ABOUT THIS TASK | When the line containing "When debugging from" appears in the data below, begin copying there and stop only after the line containing "high, low, middle".

****************************************

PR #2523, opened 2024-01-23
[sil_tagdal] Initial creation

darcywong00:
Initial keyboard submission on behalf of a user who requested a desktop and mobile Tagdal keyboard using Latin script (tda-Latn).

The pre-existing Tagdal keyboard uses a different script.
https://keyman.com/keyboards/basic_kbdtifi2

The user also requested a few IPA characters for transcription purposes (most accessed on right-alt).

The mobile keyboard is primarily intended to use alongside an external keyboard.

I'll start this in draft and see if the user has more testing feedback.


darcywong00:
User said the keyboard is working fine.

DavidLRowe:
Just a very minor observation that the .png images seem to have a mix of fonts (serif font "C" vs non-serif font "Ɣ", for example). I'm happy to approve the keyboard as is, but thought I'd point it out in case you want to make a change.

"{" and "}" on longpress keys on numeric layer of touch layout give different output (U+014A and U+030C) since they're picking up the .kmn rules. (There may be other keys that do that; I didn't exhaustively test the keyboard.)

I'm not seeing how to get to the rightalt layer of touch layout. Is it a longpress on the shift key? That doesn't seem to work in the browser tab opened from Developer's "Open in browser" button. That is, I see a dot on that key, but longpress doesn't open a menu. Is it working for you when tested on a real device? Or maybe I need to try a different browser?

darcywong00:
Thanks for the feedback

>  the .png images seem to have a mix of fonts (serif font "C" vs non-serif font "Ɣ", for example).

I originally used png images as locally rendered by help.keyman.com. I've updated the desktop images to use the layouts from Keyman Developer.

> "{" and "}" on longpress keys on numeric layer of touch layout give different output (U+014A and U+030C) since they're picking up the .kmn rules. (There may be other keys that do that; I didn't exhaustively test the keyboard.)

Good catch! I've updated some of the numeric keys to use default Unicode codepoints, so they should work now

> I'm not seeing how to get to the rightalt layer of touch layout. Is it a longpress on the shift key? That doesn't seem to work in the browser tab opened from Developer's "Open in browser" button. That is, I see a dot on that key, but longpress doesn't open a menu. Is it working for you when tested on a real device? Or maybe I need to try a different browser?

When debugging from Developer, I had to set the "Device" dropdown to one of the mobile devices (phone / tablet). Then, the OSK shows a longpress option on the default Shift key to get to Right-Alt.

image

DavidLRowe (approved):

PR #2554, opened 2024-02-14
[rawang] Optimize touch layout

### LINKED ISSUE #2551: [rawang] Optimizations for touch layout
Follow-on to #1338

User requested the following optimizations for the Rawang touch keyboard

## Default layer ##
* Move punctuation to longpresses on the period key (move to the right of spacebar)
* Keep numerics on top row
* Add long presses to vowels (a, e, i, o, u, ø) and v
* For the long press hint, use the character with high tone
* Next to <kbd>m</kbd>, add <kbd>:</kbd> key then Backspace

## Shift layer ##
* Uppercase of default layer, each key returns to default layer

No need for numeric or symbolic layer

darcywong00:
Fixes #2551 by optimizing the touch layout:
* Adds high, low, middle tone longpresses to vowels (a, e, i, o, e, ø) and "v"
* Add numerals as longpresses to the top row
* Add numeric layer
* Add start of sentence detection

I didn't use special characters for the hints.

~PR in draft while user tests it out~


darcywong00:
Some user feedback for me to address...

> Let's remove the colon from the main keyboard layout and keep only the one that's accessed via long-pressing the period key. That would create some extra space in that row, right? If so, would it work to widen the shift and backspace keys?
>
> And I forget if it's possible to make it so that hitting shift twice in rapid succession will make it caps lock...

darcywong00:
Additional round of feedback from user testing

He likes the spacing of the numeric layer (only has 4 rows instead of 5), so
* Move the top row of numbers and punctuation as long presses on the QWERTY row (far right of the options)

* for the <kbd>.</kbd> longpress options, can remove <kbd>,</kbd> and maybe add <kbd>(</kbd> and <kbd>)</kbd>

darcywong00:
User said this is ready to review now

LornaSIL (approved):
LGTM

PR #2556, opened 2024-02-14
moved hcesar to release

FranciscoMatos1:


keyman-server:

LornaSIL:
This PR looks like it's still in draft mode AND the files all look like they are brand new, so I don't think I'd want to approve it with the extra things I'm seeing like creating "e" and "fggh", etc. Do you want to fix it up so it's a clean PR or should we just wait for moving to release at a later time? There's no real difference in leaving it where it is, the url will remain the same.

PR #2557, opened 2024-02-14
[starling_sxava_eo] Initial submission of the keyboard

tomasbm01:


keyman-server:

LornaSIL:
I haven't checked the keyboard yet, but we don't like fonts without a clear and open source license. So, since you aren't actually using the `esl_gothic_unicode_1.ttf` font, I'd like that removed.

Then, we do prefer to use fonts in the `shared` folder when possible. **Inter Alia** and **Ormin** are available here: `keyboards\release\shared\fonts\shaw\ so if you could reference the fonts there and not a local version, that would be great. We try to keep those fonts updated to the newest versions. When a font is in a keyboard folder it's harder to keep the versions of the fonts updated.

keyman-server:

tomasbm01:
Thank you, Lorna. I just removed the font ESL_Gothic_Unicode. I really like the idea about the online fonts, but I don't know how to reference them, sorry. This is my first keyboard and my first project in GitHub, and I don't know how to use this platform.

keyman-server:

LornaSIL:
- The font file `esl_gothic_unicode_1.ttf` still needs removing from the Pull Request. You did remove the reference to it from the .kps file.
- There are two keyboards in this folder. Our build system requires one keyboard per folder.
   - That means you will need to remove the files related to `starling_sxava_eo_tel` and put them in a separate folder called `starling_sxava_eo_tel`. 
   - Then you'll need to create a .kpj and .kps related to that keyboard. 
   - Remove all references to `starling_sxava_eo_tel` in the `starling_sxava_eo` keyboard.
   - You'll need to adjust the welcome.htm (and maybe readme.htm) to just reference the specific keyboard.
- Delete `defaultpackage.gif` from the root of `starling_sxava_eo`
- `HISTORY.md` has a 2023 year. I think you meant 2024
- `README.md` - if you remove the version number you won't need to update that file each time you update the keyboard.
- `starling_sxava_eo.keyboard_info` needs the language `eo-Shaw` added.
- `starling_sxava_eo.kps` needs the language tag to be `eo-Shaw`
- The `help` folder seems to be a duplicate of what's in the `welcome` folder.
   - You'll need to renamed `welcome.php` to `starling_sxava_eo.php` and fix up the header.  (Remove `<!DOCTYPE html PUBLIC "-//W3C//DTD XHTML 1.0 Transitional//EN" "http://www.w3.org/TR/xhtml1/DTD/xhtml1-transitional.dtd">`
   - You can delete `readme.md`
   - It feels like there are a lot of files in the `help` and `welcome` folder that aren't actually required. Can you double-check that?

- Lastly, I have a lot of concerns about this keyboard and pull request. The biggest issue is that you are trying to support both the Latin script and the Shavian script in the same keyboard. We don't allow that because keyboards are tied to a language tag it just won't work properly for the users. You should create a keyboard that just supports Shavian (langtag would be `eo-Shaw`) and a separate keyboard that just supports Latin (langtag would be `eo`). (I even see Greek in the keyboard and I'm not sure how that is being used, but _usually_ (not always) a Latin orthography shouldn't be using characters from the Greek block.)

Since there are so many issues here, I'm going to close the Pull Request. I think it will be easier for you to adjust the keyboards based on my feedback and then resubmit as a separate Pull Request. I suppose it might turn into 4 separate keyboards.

****************************************

ANSWER BOX |
When debugging from Developer, I had to set the "Device" dropdown to one of the mobile devices (phone / tablet). Then, the OSK shows a longpress option on the default Shift key to get to Right-Alt.

image

DavidLRowe (approved):

PR #2554, opened 2024-02-14
[rawang] Optimize touch layout

### LINKED ISSUE #2551: [rawang] Optimizations for touch layout
Follow-on to #1338

User requested the following optimizations for the Rawang touch keyboard

## Default layer ##
* Move punctuation to longpresses on the period key (move to the right of spacebar)
* Keep numerics on top row
* Add long presses to vowels (a, e, i, o, u, ø) and v
* For the long press hint, use the character with high tone
* Next to <kbd>m</kbd>, add <kbd>:</kbd> key then Backspace

## Shift layer ##
* Uppercase of default layer, each key returns to default layer

No need for numeric or symbolic layer

darcywong00:
Fixes #2551 by optimizing the touch layout:
* Adds high, low, middle tone longpresses to vowels (a, e, i, o, e, ø) and "v"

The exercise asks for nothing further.